PR #288, opened 2017-01-06
YD-398 Refactor cryptosession consumers and split crypto package

Bert-R:
* Refactored ``CryptoSession`` consumers for readability. Along with that, consistently named the user ID URL parameter as ``userId``
* Split the ``crypto`` package in two:
  * ``seckey`` with secret key encryption
  * ``pubkey`` with public key encryption


appservice/src/main/java/nu/yona/server/analysis/rest/BuddyActivityController.java
```diff
@@ -1,9 +1,6 @@
 /*******************************************************************************
- * Copyright (c) 2016 Stichting Yona Foundation
- *
- * This Source Code Form is subject to the terms of the Mozilla Public
- * License, v. 2.0. If a copy of the MPL was not distributed with this
- * file, You can obtain one at https://mozilla.org/MPL/2.0/.
+ * Copyright (c) 2016 Stichting Yona Foundation This Source Code Form is subject to the terms of the Mozilla Public License, v.
```
aristotelos: I would expect 2016-2017 in the copyright... We can solve that in another PR.

core/src/main/java/nu/yona/server/crypto/pubkey/DecryptionInfo.java
```diff
@@ -0,0 +1,47 @@
...
+	}
+
+	public byte[] getInitializationVector()
+	{
+		return initializationVector;
+	}
+
+	public byte[] convertToByteArray()
+	{
+		byte[] secreteKeyBytes = secretKey.getEncoded();
```
aristotelos: `secretKeyBytes`

core/src/main/java/nu/yona/server/crypto/seckey/SecretKeyUtil.java
```diff
@@ -0,0 +1,196 @@
...
+		return CryptoSession.getCurrent().decrypt(ciphertext);
+	}
+
+	/**
+	 * Encrypts the given plaintext bytes.
+	 * 
+	 * @param plaintext the bytes to be encrypted
+	 * @return the encrypted bytes, with the crypto variant number prepended to it.
+	 */
+	public static byte[] encrypt(byte cryptoVariantNumber, Cipher cipher, byte[] plaintext)
```
aristotelos: This method should certainly be in the shared `CryptoUtil` class, because it is used both by public key and secret key encryption. The cipher is passed.

core/src/main/java/nu/yona/server/crypto/seckey/SecretKeyUtil.java
```diff
@@ -0,0 +1,196 @@
...
+		return new SecretKeySpec(secretKeyBytes, "AES");
+	}
+
+	/**
+	 * Decrypts the given ciphertext bytes.
+	 * 
+	 * @param ciphertext the bytes to be decrypted, with a leading crypto variant number
+	 * @return the decrypted bytes
+	 */
+	public static byte[] decrypt(byte cryptoVariantNumber, Cipher cipher, byte[] ciphertext)
```
aristotelos: This method should be in the `CryptoUtil` class like the `encrypt`.

core/src/main/java/nu/yona/server/crypto/pubkey/Encryptor.java
```diff
@@ -2,7 +2,7 @@
  * Copyright (c) 2015, 2016 Stichting Yona Foundation This Source Code Form is subject to the terms of the Mozilla Public License,
  * v. 2.0. If a copy of the MPL was not distributed with this file, You can obtain one at https://mozilla.org/MPL/2.0/.
  *******************************************************************************/
-package nu.yona.server.crypto;
+package nu.yona.server.crypto.pubkey;
 
 public interface Encryptor
```
aristotelos: We should maybe use 'encrypter'/'decrypter' instead of 'encryptor'/'decryptor'. The -or ending is less common, see https://en.oxforddictionaries.com/spelling/nouns-ending-in-er-or-and-ar. Currently we are using both by the way (e.g. `StringFieldEncrypter`.

appservice/src/main/java/nu/yona/server/analysis/rest/BuddyActivityController.java
Bert-R: Indeed

core/src/main/java/nu/yona/server/crypto/pubkey/DecryptionInfo.java
Bert-R: Done

core/src/main/java/nu/yona/server/crypto/seckey/SecretKeyUtil.java
Bert-R: Indeed. Done

core/src/main/java/nu/yona/server/crypto/seckey/SecretKeyUtil.java
Bert-R: Indeed. Done.

core/src/main/java/nu/yona/server/crypto/pubkey/Encryptor.java
Bert-R: Two variants is not good. Encrypt and Decrypt have Latin origins, so I prefer the Lattin "or" suffix. That's also pretty common, see [this link](https://books.google.com/ngrams/graph?content=encryptor%2C+encrypter&year_start=1800&year_end=2000&corpus=15&smoothing=3&share=&direct_url=t1%3B%2Cencryptor%3B%2Cc0%3B.t1%3B%2Cencrypter%3B%2Cc0).

Bert-R:
Pushed corrections.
^^^^
◆ **EXERCISE AIM**
Whatever appears in the data above must be copied word for word.

◆ **ANSWER TO THIS EXERCISE**
PR #288, opened 2017-01-06
YD-398 Refactor cryptosession consumers and split crypto package

Bert-R:
* Refactored ``CryptoSession`` consumers for readability. Along with that, consistently named the user ID URL parameter as ``userId``
* Split the ``crypto`` package in two:
  * ``seckey`` with secret key encryption
  * ``pubkey`` with public key encryption


appservice/src/main/java/nu/yona/server/analysis/rest/BuddyActivityController.java
```diff
@@ -1,9 +1,6 @@
 /*******************************************************************************
- * Copyright (c) 2016 Stichting Yona Foundation
- *
- * This Source Code Form is subject to the terms of the Mozilla Public
- * License, v. 2.0. If a copy of the MPL was not distributed with this
- * file, You can obtain one at https://mozilla.org/MPL/2.0/.
+ * Copyright (c) 2016 Stichting Yona Foundation This Source Code Form is subject to the terms of the Mozilla Public License, v.
```
aristotelos: I would expect 2016-2017 in the copyright... We can solve that in another PR.

core/src/main/java/nu/yona/server/crypto/pubkey/DecryptionInfo.java
```diff
@@ -0,0 +1,47 @@
...
+	}
+
+	public byte[] getInitializationVector()
+	{
+		return initializationVector;
+	}
+
+	public byte[] convertToByteArray()
+	{
+		byte[] secreteKeyBytes = secretKey.getEncoded();
```
aristotelos: `secretKeyBytes`

core/src/main/java/nu/yona/server/crypto/seckey/SecretKeyUtil.java
```diff
@@ -0,0 +1,196 @@
...
+		return CryptoSession.getCurrent().decrypt(ciphertext);
+	}
+
+	/**
+	 * Encrypts the given plaintext bytes.
+	 * 
+	 * @param plaintext the bytes to be encrypted
+	 * @return the encrypted bytes, with the crypto variant number prepended to it.
+	 */
+	public static byte[] encrypt(byte cryptoVariantNumber, Cipher cipher, byte[] plaintext)
```
aristotelos: This method should certainly be in the shared `CryptoUtil` class, because it is used both by public key and secret key encryption. The cipher is passed.

core/src/main/java/nu/yona/server/crypto/seckey/SecretKeyUtil.java
```diff
@@ -0,0 +1,196 @@
...
+		return new SecretKeySpec(secretKeyBytes, "AES");
+	}
+
+	/**
+	 * Decrypts the given ciphertext bytes.
+	 * 
+	 * @param ciphertext the bytes to be decrypted, with a leading crypto variant number
+	 * @return the decrypted bytes
+	 */
+	public static byte[] decrypt(byte cryptoVariantNumber, Cipher cipher, byte[] ciphertext)
```
aristotelos: This method should be in the `CryptoUtil` class like the `encrypt`.

core/src/main/java/nu/yona/server/crypto/pubkey/Encryptor.java
```diff
@@ -2,7 +2,7 @@
  * Copyright (c) 2015, 2016 Stichting Yona Foundation This Source Code Form is subject to the terms of the Mozilla Public License,
  * v. 2.0. If a copy of the MPL was not distributed with this file, You can obtain one at https://mozilla.org/MPL/2.0/.
  *******************************************************************************/
-package nu.yona.server.crypto;
+package nu.yona.server.crypto.pubkey;
 
 public interface Encryptor
```
aristotelos: We should maybe use 'encrypter'/'decrypter' instead of 'encryptor'/'decryptor'. The -or ending is less common, see https://en.oxforddictionaries.com/spelling/nouns-ending-in-er-or-and-ar. Currently we are using both by the way (e.g. `StringFieldEncrypter`.

appservice/src/main/java/nu/yona/server/analysis/rest/BuddyActivityController.java
Bert-R: Indeed

core/src/main/java/nu/yona/server/crypto/pubkey/DecryptionInfo.java
Bert-R: Done

core/src/main/java/nu/yona/server/crypto/seckey/SecretKeyUtil.java
Bert-R: Indeed. Done

core/src/main/java/nu/yona/server/crypto/seckey/SecretKeyUtil.java
Bert-R: Indeed. Done.

core/src/main/java/nu/yona/server/crypto/pubkey/Encryptor.java
Bert-R: Two variants is not good. Encrypt and Decrypt have Latin origins, so I prefer the Lattin "or" suffix. That's also pretty common, see [this link](https://books.google.com/ngrams/graph?content=encryptor%2C+encrypter&year_start=1800&year_end=2000&corpus=15&smoothing=3&share=&direct_url=t1%3B%2Cencryptor%3B%2Cc0%3B.t1%3B%2Cencrypter%3B%2Cc0).

Bert-R:
Pushed corrections.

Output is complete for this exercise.